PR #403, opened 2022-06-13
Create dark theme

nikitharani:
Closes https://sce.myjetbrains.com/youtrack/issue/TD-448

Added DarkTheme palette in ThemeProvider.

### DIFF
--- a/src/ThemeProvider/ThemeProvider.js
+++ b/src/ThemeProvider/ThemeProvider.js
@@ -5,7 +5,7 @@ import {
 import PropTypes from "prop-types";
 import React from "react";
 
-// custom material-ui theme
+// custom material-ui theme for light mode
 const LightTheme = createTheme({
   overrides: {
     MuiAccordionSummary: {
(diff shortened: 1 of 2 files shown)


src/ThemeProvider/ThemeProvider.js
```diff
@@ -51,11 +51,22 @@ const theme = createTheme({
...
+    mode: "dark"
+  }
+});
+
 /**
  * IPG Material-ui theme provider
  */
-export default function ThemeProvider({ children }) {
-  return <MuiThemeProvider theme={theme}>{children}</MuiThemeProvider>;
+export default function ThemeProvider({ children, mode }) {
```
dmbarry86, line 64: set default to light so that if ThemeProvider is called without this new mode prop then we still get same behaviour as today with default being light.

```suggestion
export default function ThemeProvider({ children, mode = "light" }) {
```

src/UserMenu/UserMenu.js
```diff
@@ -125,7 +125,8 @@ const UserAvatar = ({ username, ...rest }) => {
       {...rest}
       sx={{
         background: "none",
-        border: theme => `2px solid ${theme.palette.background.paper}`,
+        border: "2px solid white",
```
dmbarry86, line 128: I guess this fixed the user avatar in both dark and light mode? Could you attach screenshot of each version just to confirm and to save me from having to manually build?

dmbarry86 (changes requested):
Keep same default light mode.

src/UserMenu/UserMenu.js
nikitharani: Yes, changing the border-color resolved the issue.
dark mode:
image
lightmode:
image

[WHAT THE TASK REQUIRES]
The expected output is the lines from the one with "dmbarry86, line 128: I" through the end of the data, exactly as written and nothing more.

[EXPECTED ANSWER]
dmbarry86, line 128: I guess this fixed the user avatar in both dark and light mode? Could you attach screenshot of each version just to confirm and to save me from having to manually build?

dmbarry86 (changes requested):
Keep same default light mode.

src/UserMenu/UserMenu.js
nikitharani: Yes, changing the border-color resolved the issue.
dark mode:
image
lightmode:
image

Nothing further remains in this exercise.